Lately, I have witnessed quite a number of people walking with a swagger near the few kopitiams at Hougang area, and I started searching for the cause of this newfound confidence.
You know ah, these people were previously complaining about prices of things, MRT breakdowns and how our stock market is still so quiet despite global markets hitting new highs. And suddenly, things became not expensive, MRT breakdowns also nevermind, and who cares about the stock market!
After playing Sherlock Holmes for some time, I found the answer – ENBLOC!
Too Many In One Area?
Since the swaggers were spotted in Hougang, Let’s talk about District 19 in this article. For a start, the first to go enbloc was Rio Casa in May this year, located at Hougang Avenue 7, sold to an Oxley Holdings-led (Oxley) consortium for $575 million or $706 per square foot per plot ratio (psf ppr). Each unit stands to gain about $2 million! Huat ah! This property, which has 286 units, could easily yield a thousand or slightly more units.
Nearby at Serangoon North, which is near to Hougang Ave 2, the Oxley-led consortium once again snared Serangoon Ville for $499 million or $835 psf ppr. Each unit is expected to pocket $2 million on average! Huat ah! This property has 244 units and can be developed into a project consisting of 1,200 new units.
Along came Florence Regency, which was sold for $629m or $842 psf ppr. Each unit will receive around $1.85 million on the average! Huat ah! This property was sold to Chinese developer Logan Property, which will demolish the 336 units at the site and to be developed into a new project comprising another 1,000 units.
So, within a two kilometre radius, Hougang will, in a few years’ time, be flooded with almost 3,200 new residential units. This is not including the unsold condominium and executive condominium units in nearby Sengkang and Punggol.
Why Mostly HUDC?
HUDC and privatised former HDB flats command a lower quantum, a lower investment outlay compared to freehold sites. These sites in Hougang or nearby will be developed into mass market condominium, which also means that buyers will find these properties more affordable even though the projects are all 99-year leasehold projects (after developer tops up the lease).

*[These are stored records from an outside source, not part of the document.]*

PR #1298, opened 2026-06-29
Fix DRA nodeSelector for in-tree driver mode

abyrne55:
When `spec.moduleLoader` is nil (in-tree driver mode), the DRA reconciler's `nodeSelector` includes the KMM ready label, which is never set because no module loading occurs. This prevents the DRA DaemonSet from scheduling on any node.

Fall back to `spec.selector` instead, matching the existing behavior in the device plugin reconciler.

**Suggested test plan**
- [ ] Verify the DRA DaemonSet uses `spec.selector` as its nodeSelector
- [ ] Deploy KMM with an in-tree Module (`moduleLoader: nil`) and DRA enabled
- [ ] Verify the DRA DaemonSet pods schedule correctly on matching nodes

### DIFF
--- a/internal/controllers/dra_reconciler.go
+++ b/internal/controllers/dra_reconciler.go
@@ -512,10 +512,14 @@ func (dsci *draDaemonSetCreatorImpl) setDRAAsDesired(
 		utils.GetKernelModuleReadyNodeLabel(mod.Namespace, mod.Name): "",
 	}
 
-	if mod.Spec.ModuleLoader != nil && mod.Spec.ModuleLoader.Container.Version != "" {
-		versionLabel := utils.GetSchedulePodVersionLabelName(mod.Namespace, mod.Name)
-		standardLabels[versionLabel] = mod.Spec.ModuleLoader.Container.Version
-		nodeSelector[versionLabel] = mod.Spec.ModuleLoader.Container.Version
+	if mod.Spec.ModuleLoader != nil {
+		if mod.Spec.ModuleLoader.Container.Version != "" {
+			versionLabel := utils.GetSchedulePodVersionLabelName(mod.Namespace, mod.Name)
+			standardLabels[versionLabel] = mod.Spec.ModuleLoader.Container.Version
+			nodeSelector[versionLabel] = mod.Spec.ModuleLoader.Container.Version
+		}
+	} else {
+		nodeSelector = mod.Spec.Selector
 	}
 
 	ds.SetLabels(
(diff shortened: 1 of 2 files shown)


internal/controllers/dra_reconciler.go
```diff
@@ -516,6 +516,8 @@ func (dsci *draDaemonSetCreatorImpl) setDRAAsDesired(
 		versionLabel := utils.GetSchedulePluginVersionLabelName(mod.Namespace, mod.Name)
 		standardLabels[versionLabel] = mod.Spec.ModuleLoader.Container.Version
 		nodeSelector[versionLabel] = mod.Spec.ModuleLoader.Container.Version
+	} else if mod.Spec.ModuleLoader == nil {
```
yevgeny-shnaidman: @abyrne55 great find, we missed that use-case!
one note:
in case **mod.Spec.ModuleLoader != nil** but **mod.Spec.ModuleLoader.Container.Version == ""** , your fix will set the **nodeSelector = mod.Spec.Selector**, while it should still be **utils.GetKernelModuleReadyNodeLabel(mod.Namespace, mod.Name): ""**

abyrne55: Thanks for taking a look @yevgeny-shnaidman! I'm a bit confused: IIUC, when `ModuleLoader != nil && Version == ""`, the first condition (`!= nil && Version != ""`) is false, and the `else if (ModuleLoader == nil)` is also false since `ModuleLoader` is non-nil. As a result, neither branch executes, so the nodeSelector retains the default ready label `{GetKernelModuleReadyNodeLabel: ""}`. Am I missing something?

yevgeny-shnaidman: Sorry, my bad! blacked out on "if else",  thought it was "esle". You are correct. Adding a suggestion to  make it a little bit more clear

internal/controllers/dra_reconciler.go
yevgeny-shnaidman:
```suggestion
	if mod.Spec.ModuleLoader != nil {
	    if mod.Spec.ModuleLoader.Container.Version != "" {
	        versionLabel := utils.GetSchedulePluginVersionLabelName(mod.Namespace, mod.Name)
		    standardLabels[versionLabel] = mod.Spec.ModuleLoader.Container.Version
		    nodeSelector[versionLabel] = mod.Spec.ModuleLoader.Container.Version
		}
    } else {
         nodeSelector = mod.Spec.Selector
    }
```

yevgeny-shnaidman:
@abyrne55 you also need to fix the unit-tests. You can run them locally using "make unit-test"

If we were to assume a development cost of $400 to $500 psf ppr, the breakeven prices for these Hougang projects range from $1,100 to $1,300 psf ppr. The price per new unit will then be about $1,500 to $1,600 on the average.
At nearby How Sun Road, Sun Rosier was acquired by SingHaiyi for $1,325 psf ppr. Add another $400 to $500 to the land cost and total breakeven could come near $1,800! How much would this new project cost to potential buyers? Will SingHaiyi be looking at selling the freehold property in pockets of 99 years? This essentially means that buyers will own the land for 99 years but SingHaiyi retaining “ownership” of the land parcel.
Sentiment Or Real Demand?
What sparked the sudden turnaround in sentiment?

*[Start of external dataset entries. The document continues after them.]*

PR #1301, opened 2026-07-01
Fix collision between sofdep unloading and hard symbol dependency

yevgeny-shnaidman:
scenario:
1.KMM Modules needs to load module_a, module_b, module_c
2. module_a has a hard symbol dependency on module_b.
3. modulesLoadingOrder defined as: [module_a, module_b, module_c]

There is no problems when loading. When unloading using softdep, the following happens
1. module_a is unloaded first
2. module_b is unloaded automatically, due to hard symbol dependency
3. modprobe looks at softdep, sees that module_b is unloaded, and does not continue to module_c

This commit changes the Unload flow:
1. no softdep is created.
2. modprobe -r ocmmand is provided with the list of modules defined in the modulesLoadingOrder

This way it will go over every module in the command and try to unload it

### DIFF
--- a/internal/worker/worker.go
+++ b/internal/worker/worker.go
@@ -146,14 +146,19 @@ func (w *worker) UnloadKmod(ctx context.Context, cfg *kmmv1beta1.ModuleConfig, f
 		if cfg.Modprobe.Args != nil {
 			args = append(args, cfg.Modprobe.Args.Unload...)
 		}
-
-		args = append(args, moduleName)
+		if len(cfg.Modprobe.ModulesLoadingOrder) > 0 {
+			w.logger.Info("Preparing to unload multiple modules", "modules", cfg.Modprobe.ModulesLoadingOrder)
+			args = append(args, cfg.Modprobe.ModulesLoadingOrder...)
+		} else {
+			w.logger.Info("Preparing to unload single module", "moduleName", moduleName)
+			args = append(args, moduleName)
+		}
 	}
 
-	w.logger.Info("Unloading module", "name", moduleName)
+	w.logger.Info("Starting unloading", "args", args)
 
 	if err := w.mr.Run(ctx, args...); err != nil {
-		return fmt.Errorf("could not unload module %s: %v", moduleName, err)
+		return fmt.Errorf("failed to unload module %q: %v", args, err)
 	}
 
 	//remove firmware files only (no directories)
--- a/internal/pod/workerpodmanager.go
+++ b/internal/pod/workerpodmanager.go
@@ -166,7 +166,7 @@ func (wpmi *workerPodManagerImpl) LoaderPodTemplate(ctx context.Context, nmc cli
 		return nil, fmt.Errorf("could not create the base Pod: %v", err)
 	}
 
-	if nms.Config.Modprobe.ModulesLoadingOrder != nil {
+	if len(nms.Config.Modprobe.ModulesLoadingOrder) > 0 {
 		if err = setWorkerSofdepConfig(pod, nms.Config.Modprobe.ModulesLoadingOrder); err != nil {
 			return nil, fmt.Errorf("could not set software dependency for mulitple modules: %v", err)
 		}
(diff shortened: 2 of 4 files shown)


TomerNewman (commented):
> This way it will go over every module in the command and try to unload it

but if modprobe will do now `modprobe -r a b c` and when it tries to remove a, b will be removed too, no? so when modprobe will try to remove b it is already gone and because of that fail.

internal/worker/worker.go
```diff
@@ -146,8 +146,13 @@ func (w *worker) UnloadKmod(ctx context.Context, cfg *kmmv1beta1.ModuleConfig, f
...
+		if len(cfg.Modprobe.ModulesLoadingOrder) > 0 {
+			w.logger.Info("Unloading multiple modules", "modules", cfg.Modprobe.ModulesLoadingOrder)
+			args = append(args, cfg.Modprobe.ModulesLoadingOrder...)
+		} else {
+			w.logger.Info("Unloading single module", "moduleName", moduleName)
+			args = append(args, moduleName)
+		}
 	}
 
 	w.logger.Info("Unloading module", "name", moduleName)
```
TomerNewman: if we already remove multiple modules, the logs will still show that we remove only a single module

yevgeny-shnaidman:
> > This way it will go over every module in the command and try to unload it
> 
> but if modprobe will do now `modprobe -r a b c` and when it tries to remove a, b will be removed too, no? so when modprobe will try to remove b it is already gone and because of that fail.

in this case modprobe just goes over every module it received in the command line and tries to remove, no matter if it is present or not. In case of softdep the flow is different

internal/worker/worker.go
yevgeny-shnaidman: fixed

internal/worker/worker.go
```diff
@@ -146,11 +146,16 @@ func (w *worker) UnloadKmod(ctx context.Context, cfg *kmmv1beta1.ModuleConfig, f
...
+			w.logger.Info("Preparing to unload single module", "moduleName", moduleName)
+			args = append(args, moduleName)
+		}
 	}
 
-	w.logger.Info("Unloading module", "name", moduleName)
+	w.logger.Info("Starting unloading", "args", args)
 
 	if err := w.mr.Run(ctx, args...); err != nil {
 		return fmt.Errorf("could not unload module %s: %v", moduleName, err)
```
TomerNewman: I would also change the log message here since we can unload multiple modules

internal/worker/worker.go
```diff
@@ -146,11 +146,16 @@ func (w *worker) UnloadKmod(ctx context.Context, cfg *kmmv1beta1.ModuleConfig, f
 		if cfg.Modprobe.Args != nil {
 			args = append(args, cfg.Modprobe.Args.Unload...)
 		}
-
-		args = append(args, moduleName)
+		if len(cfg.Modprobe.ModulesLoadingOrder) > 0 {
```
TomerNewman, line 149: in [here](https://github.com/kubernetes-sigs/kernel-module-management/pull/1301/changes#diff-3d5ae4251fdd0cba3654cdd507d2a1a1419c888cb42e1f3d28b9fe08d2b26bacL169)
we check with ModulesLoadingOrder != nil, in order to be consistent with the code I would change to 
`cfg.Modprobe.ModulesLoadingOrder != nil`

internal/worker/worker.go
yevgeny-shnaidman: fixed

TomerNewman:
/unhold

I lgtmed accidently

internal/worker/worker.go
yevgeny-shnaidman: using len is safer

TomerNewman: so lets change it [here](https://github.com/kubernetes-sigs/kernel-module-management/pull/1301/changes#diff-3d5ae4251fdd0cba3654cdd507d2a1a1419c888cb42e1f3d28b9fe08d2b26bacL169) to be consistent

yevgeny-shnaidman: fixed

In March this year, the government made some tweaks to the residential property cooling measures relating to the seller’s stamp duty (SSD) as well as the total debt servicing ratio framework (TDSR). This was aimed at helping owners refinance their properties, but it had the effect of sparking off a wave of enbloc activities.
It seems that the market is expecting the government to unwind some of the cooling measures after the March tweak, but much effort has been put in to stop property prices from skyrocketing hence expectations could be dampened.
For the property market to really turn upwards, we need the job market to improve significantly and real income has to grow in order to meet rising property prices. We have yet to see any of the two taking place in Singapore as retrenchments continue to hog the headlines.
Short Term Positive, Long Term Risky
The positive sentiment will definitely have the effect of lifting property prices, in spite of the headwind, and the share prices of property stocks have started to climb (already happening! Yeah!). While land prices have gone up for developers, investors need to see the higher land prices spilling over to actual transacted prices and real demand has to materialize. The acid test will come when the recently-acquired properties launch for sale.
Selective Purchasing Of Stocks Or Properties
There is a saying, “Early bird gets the worm; wake up early gets coffee to drink”. We should get excited about certain companies, especially companies that wake up from the property slumber and jumps in early.
From the looks of it, Oxley looks good because it has managed to grab two former HUDC sites at prices that may attract the HDB upgraders despite HDB prices still falling and buyers may be concerned about job safety.
Still, Oxley and gang will probably build around 2,000 units in Hougang and price the units to sell as their investment outlay is low and the return of investment will be high. I remember reading somewhere that Lian Beng Group (Lian Beng) is involved in Rio Casa hence do take note of these two companies whereby the project can ride on Lian Beng’s expertise in construction.
On paper, the property sector looks like it will rebound but anything can happen these days. We can only make educated guesses, if you believe someone who hangs around the kopitiam on most days.